O(1) time/space complexity in python, explanation included.


  • 0
    Y
    class Solution:
        def findIntegers(self, num):
            """
            :type num: int
            :rtype: int
            """
    
            i = 0               # the index of next bit to process, or the number of bits we have processed
            n_end_with_0 = 1    # number of values that use i bit(s), ending with 0 and have no consecutive 1s
            n_end_with_1 = 0    # number of values that use i bit(s), ending with 1 and have no consecutive 1s
            n = 0               # the number of values that has no consecutive 1s.
            last_bit_mask = 0x1
    
            num += 1                # Since the our algorithm only looks at numbers
                                    # in [0, num), we add the original num by 1.

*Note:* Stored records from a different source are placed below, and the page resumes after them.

PR #6179, opened 2023-10-16
fix double self time reporting

sokra:
### Description

fix profile for nested spans

### Testing Instructions

Closes WEB-1787

### DIFF
--- a/crates/turbopack-convert-trace/src/main.rs
+++ b/crates/turbopack-convert-trace/src/main.rs
@@ -236,34 +236,73 @@ fn main() {
                     span.end = ts;
                 }
             }
-            TraceRow::Enter {
-                ts,
-                id,
-                thread_id: _,
-            } => {
+            TraceRow::Enter { ts, id, thread_id } => {
                 let internal_id = ensure_span(&mut active_ids, &mut spans, id);
+                let mut parent_id = spans[internal_id].parent;
+                let mut in_parent = 0;
+                loop {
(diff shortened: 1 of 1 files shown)


crates/turbopack-convert-trace/src/main.rs
```diff
@@ -236,34 +236,73 @@ fn main() {
...
+                    );
+                    if in_parent > 0 {
+                        let parent_id = span.parent;
+                        let span = &mut spans[parent_id];
+                        if let Some(SelfTimeStarted {
+                            ts: ref mut parent_ts,
+                            ..
+                        }) = span.self_start
+                        {
+                            *parent_ts = max(ts, ts_start);
```
jridgewell, line 303: I don't understand this. We're setting the parent's starting timestamp to be later than originally reported?

sokra: Example:

Enter span A
1s
Enter span B
1s
Exit span B
1s
Exit span A


Before this change it collects 3s self time for span A and 1s self time of span B. But that is not correct. We need to subtract the 1s spend in span B from span A when they execute on the same thread.

So when we enter span B and there is already a parent span active on the same thread, we "exit" the parent span (A). Once we exit the inner span (B) again, we "enter" the parent span again. This "enter" is handled on that line. We enter the parent by setting the self start time to the current time.

jridgewell (approved):

PR #6849, opened 2023-12-23
fix(docs): mobile screen, prevent gradient and hero overflow

jupapios:
### Description

https://turbo.build/pack and https://turbo.build/repo are overflowing to the right on mobile screens.

- The `Gradient` component was causing screens with a width less than the `Gradient`'s `width` to overflow, here I let the `Gradient` component handle the case with a max width that will resize if the device's screen width is less than the requested one, behaving similarly to how images already resize by default with Tailwind. Another alternative is to let it overflow and wrap it to hide the overflow and center it, I think this is more a design choice than a technical one.
- The hexagon and circle images had a similar problem. Removing the explicit width and height of the container and letting the images use their `width` and `height`, and Tailwind's max width kick in fixes the overflow.

### Testing Instructions

- Run the docs.
- Using a mobile screen navigate to `/pack` and `/repo`
- Confirm it does not overflow to the right, it should look something like,

### DIFF
--- a/docs/components/pages/home-shared/Gradient.tsx
+++ b/docs/components/pages/home-shared/Gradient.tsx
@@ -25,7 +25,7 @@ export function Gradient({
   return (
     <span
       className={cn(
-        "absolute",
+        "absolute max-w-full rounded-full",
         gradients.glow,
         {
           [gradients.glowPink]: pink,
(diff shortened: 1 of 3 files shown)


anthonyshew (approved):
Oops! This was me. I checked responsiveness on a shrunken Chrome window on desktop but...looks like I was lied to. 😄

Thanks for this!

PR #6859, opened 2023-12-28
fix(examples): Typo correction on design-system package.json

GGalupo:
### Description

Typo fix on package.json from design-system example.

The file `storybook.js` was referenced as `storybook.j` on files field.


anthonyshew:
Thanks!

PR #6866, opened 2024-01-02
trace memory allocations and show in tracing

sokra:
### Description

* collect memory allocation data and report it when tracing is enable
* Add value mode to trace server to show memory info

Closes PACK-2184


crates/turbo-tasks-malloc/src/counter.rs
```diff
@@ -13,16 +13,37 @@ const TARGET_BUFFER: usize = 100 * KB;
 /// global counter.
 const MAX_BUFFER: usize = 200 * KB;
 
+#[derive(Default)]
+pub struct AllocationInfo {
+    pub allocations: usize,
```
kwonoj, line 18: is usize enough to not overflow?

kwonoj (approved):

PR #6867, opened 2024-01-02
Use the sso team instead of the string 'sso'

Zertsov:
Bit of an oops here. Use the variable containing the sso team instead of the raw "sso" string.

### Testing Instructions
Try logging in with SSO, should use the team passed in

Closes TURBO-1974


chris-olszewski (approved):

tknickman (approved):

mehulkar (approved):
how come tests didn't fail?

Zertsov:
@mehulkar 
> how come tests didn't fail?

I don't think there's good enough SSO tests. Definitely something to fix up in the near future.

PR #6870, opened 2024-01-02
Make link command use auth crate instead of config token

Zertsov:
### Description
`turbo link` was using the `BaseCommand` config token which exclusively reads from `config.json`, instead of using the new auth crate to find the token. This PR fixes that and uses the auth crate to find the token.

### Testing Instructions
Ensure you don't have a `config.json` with a token in it in whatever `XDG_CONFIG_HOME` you have (where we keep our tokens), run a `turbo login` and/or `turbo login --sso-team <team>`, then run the `turbo link` command. It should properly link.

After that, to double make sure, go to the current version of the code (in `main`) and try the same. If you have the `auth.json` that we create, with a valid token, but no `config.json`, then `turbo link` should fail.

Closes TURBO-1976


chris-olszewski (changes requested):
Gets us into a better state, but we need to make sure the correct token gets used in `run` and other code paths that require auth.

crates/turborepo-lib/src/commands/mod.rs
```diff
@@ -2,9 +2,9 @@ use std::cell::OnceCell;
 
 use sha2::{Digest, Sha256};
 use turbopath::{AbsoluteSystemPath, AbsoluteSystemPathBuf};
-use turborepo_api_client::{APIAuth, APIClient};
+use turborepo_api_client::{APIAuth, APIClient, Client};
 use turborepo_auth::{
-    TURBOREPO_AUTH_FILE_NAME, TURBOREPO_CONFIG_DIR, TURBOREPO_LEGACY_AUTH_FILE_NAME,
+    AuthFile, TURBOREPO_AUTH_FILE_NAME, TURBOREPO_CONFIG_DIR, TURBOREPO_LEGACY_AUTH_FILE_NAME,
```
chris-olszewski, line 7:
```suggestion
   TURBOREPO_AUTH_FILE_NAME, TURBOREPO_CONFIG_DIR, TURBOREPO_LEGACY_AUTH_FILE_NAME,
```

crates/turborepo-lib/src/commands/mod.rs
```diff
@@ -125,15 +125,27 @@ impl CommandBase {
...
         let team_slug = config.team_slug();
 
-        let Some(token) = config.token() else {
-            return Ok(None);
+        let auth_file_path = self.global_auth_path()?;
+        let config_file_path = self.global_config_path()?;
+        let client = self.api_client()?;
+        let auth = match turborepo_auth::read_auth_file(&auth_file_path) {
+            Ok(auth) => auth,
+            Err(_) => match turborepo_auth::read_auth_file(&config_file_path) {
```
chris-olszewski, line 133: I think this always fails. We're trying to deserialize the old `config.json` as an `auth.json` and it'll be missing the `tokens` field.

crates/turborepo-auth/src/lib.rs
```diff
@@ -89,6 +89,30 @@ pub async fn read_or_create_auth_file(
     Ok(auth_file)
 }
 
+/// Sync version of `read_or_create_auth_file`.
```
chris-olszewski, line 92: I think the comment needs to be updated as there are behavior differences between this and `read_or_create_auth_file` (and also they're both now sync).

crates/turborepo-auth/src/lib.rs
```diff
@@ -89,6 +89,30 @@ pub async fn read_or_create_auth_file(
...
+            .map_err(|e| Error::FailedToReadAuthFile {
+                source: e,
+                path: auth_file_path.to_owned(),
+            })?;
+        let tokens: AuthFile = serde_json::from_str(&content)
+            .map_err(|e| Error::FailedToDeserializeAuthFile { source: e })?;
+        let mut auth_file = AuthFile::new();
+        for (api, token) in tokens.tokens() {
+            auth_file.insert(api.to_owned(), token.to_owned());
+        }
```
chris-olszewski, line 106: I don't understand why we're rebuilding the auth file here

chris-olszewski (changes requested):
Primarily concerned with not being able to use the old tokens

crates/turborepo-auth/src/lib.rs
Zertsov: Lazy copy-paste job - I'll fix that in a moment.

crates/turborepo-lib/src/commands/mod.rs
Zertsov: Yeah, I can just use the existing read function now that it's sync. I'll clean up.

crates/turborepo-auth/src/auth_file.rs
```diff
@@ -88,10 +87,10 @@ impl AuthToken {
 }
 
 /// Converts our old style of token held in `config.json` into the new schema.
-pub fn convert_to_auth_token(token: &str, client: &impl Client) -> AuthToken {
+pub fn convert_to_auth_token(token: &str, api: &str) -> AuthToken {
```
chris-olszewski, line 90: For a future PR this makes more sense as `AuthToken::new`

chris-olszewski (approved):

chris-olszewski (changes requested):
Test failures look legit. It looks like we're not respecting `--token` during `run` now.

chris-olszewski (approved):

PR #6880, opened 2024-01-03
fix: Make execution state use auth crate

Zertsov:
### Description
How about I do a PR this time?
This updates the execution state to use the `turborepo_auth` crate, beginning the end of the `CommandBase` as the token holder.

### Testing Instructions
Run a command with the `--go-fallback`. This should pass.

Closes TURBO-1987

### DIFF
--- a/crates/turborepo-auth/src/lib.rs
+++ b/crates/turborepo-auth/src/lib.rs
@@ -16,7 +16,6 @@ mod sso_server;
 mod ui;
 
 use turbopath::AbsoluteSystemPath;
-use turborepo_api_client::Client;
 
 pub use self::{
     auth_file::*, config_token::ConfigToken, error::Error, login::*, login_server::*, logout::*,
@@ -47,7 +46,7 @@ pub const DEFAULT_API_URL: &str = "https://vercel.com/api";
 pub fn read_or_create_auth_file(
     auth_file_path: &AbsoluteSystemPath,
     config_file_path: &AbsoluteSystemPath,
-    client: &impl Client,
+    api: &str,
 ) -> Result<AuthFile, Error> {
     if auth_file_path.try_exists()? {
         let content = auth_file_path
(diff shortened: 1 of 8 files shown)


crates/turborepo-auth/src/lib.rs
```diff
@@ -112,7 +113,7 @@ mod tests {
 
         let client = MockApiClient::new();
```
chris-olszewski, line 114: For future PR, but we can get rid of the mock client usage in this test now.

crates/turborepo-lib/src/execution_state.rs
```diff
@@ -49,8 +49,22 @@ impl<'a> TryFrom<&'a CommandBase> for ExecutionState<'a> {
 
         let config = base.config()?;
 
+        // TODO(voz): Don't unwrap here. Should be fine since this can rarely ever be
+        // None.
+        let auth_file_path = base.global_auth_path.clone().unwrap();
+        let config_file_path = base.global_config_path.clone().unwrap();
```
chris-olszewski, line 55: I'm pretty sure you want 
```suggestion
        let auth_file_path = base.global_auth_path().unwrap();
        let config_file_path = base.global_config_path().unwrap();
```
as the fields themselves will always be `None` except for in tests.

We also can't be unwrapping like this and should instead go through normal error handling if there's a config error.

crates/turborepo-lib/src/commands/mod.rs
```diff
@@ -30,9 +30,7 @@ pub(crate) mod unlink;
 pub struct CommandBase {
     pub repo_root: AbsoluteSystemPathBuf,
     pub ui: UI,
-    #[cfg(test)]
     pub global_config_path: Option<AbsoluteSystemPathBuf>,
-    #[cfg(test)]
```
chris-olszewski, line 35: I don't understand why we're removing the `#[cfg(test)]` here. They should be added back

chris-olszewski (changes requested):
Concerned about the making of test only fields now available in prod code.

crates/turborepo-lib/src/execution_state.rs
Zertsov: I was doing the `clone` due to move issues, but I can just make those methods public instead.

I'll handle unwraps

crates/turborepo-lib/src/commands/mod.rs
Zertsov: I can make the getters public, but this was to allow for the execution state to know where the auth crate should look for tokens

crates/turborepo-lib/src/execution_state.rs
```diff
@@ -49,8 +49,22 @@ impl<'a> TryFrom<&'a CommandBase> for ExecutionState<'a> {
 
         let config = base.config()?;
 
+        // TODO(voz): Don't unwrap here. Should be fine since this can rarely ever be
```
Zertsov, line 52: I'll remove this after the Github Actions finish - don't wanna restart them now

chris-olszewski (approved):
LGTM

PR #6887, opened 2024-01-04
feat(launch): update vscode launch configs

tknickman:
### Description

Update the vscode launch configs

1. Update the version to get access to user input and grouping
2. Remove old Go and e2e configs
3. Fix the existing configs to user skip-infer to ensure we're using the local built turbo and not the one installed in the example
4. Cleans up unused actions

Closes TURBO-1991


chris-olszewski (approved):
Thanks for reminding me that we can easily use the debugger now that we're full Rust.

PR #6892, opened 2024-01-04
Fix artifact http request errors via cache bump

Zertsov:
### Description
[This](https://github.com/vercel/turbo/issues/6765) issue is reproducible and fixed by bumping the global cache key.

### Testing Instructions
1. Login via `turbo login`, go through the login process, then link a repo if you haven't already.
2. Ensure there's a clean cache (nothing in there)
3. `pnpm i turbo@1.10.16 --global`
4. Run a `turbo` task, like `turbo lint` or `turbo build`
5. See that remote cache was written to
6. Try a `turbo <task you just ran> --remote-only` to make sure the artifact warning isn't appearing
7. Now build this PR's version of `turbo` (`cd /path/to/local-turbo/cli && make turbo`)
8. Go back to whatever repo you were previously testing in and run the same task
9. Profit (a.k.a it doesn't send the artifact warning)


Zertsov:
I had this reproducing at one point, but I can't seem to get it to do so now, even without this PR...don't merge this until myself or someone else can reliably reproduce the issue.

chris-olszewski:
Closing this as we're pretty sure the cache issues are not caused by differences in Rust/Go.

                                    # You shall see this after reading the comments
                                    # in the loop body
            while num > 0:
                # Notation:
                # - x: the bit being processed in this iteration
                # - p: bits before the bit x, named after prefix.
                # - We call a number that has no consecutive 1's a DESIRED number
                #
                # In each iteration, we compute the number of values in [ p00..0, px0..0 )
                # - if p is a desired number or x is 0, then 0
                # - else the number is equal to the count of desired numbers in [000...0, 100...0),
                #   or [000...0, 011...1], this problem can be solver by DP.
    
                num >>= 1           # note now p == num
                # (x & (x << 1)): quick way to test if x has consecutive 1s, be careful with overflow.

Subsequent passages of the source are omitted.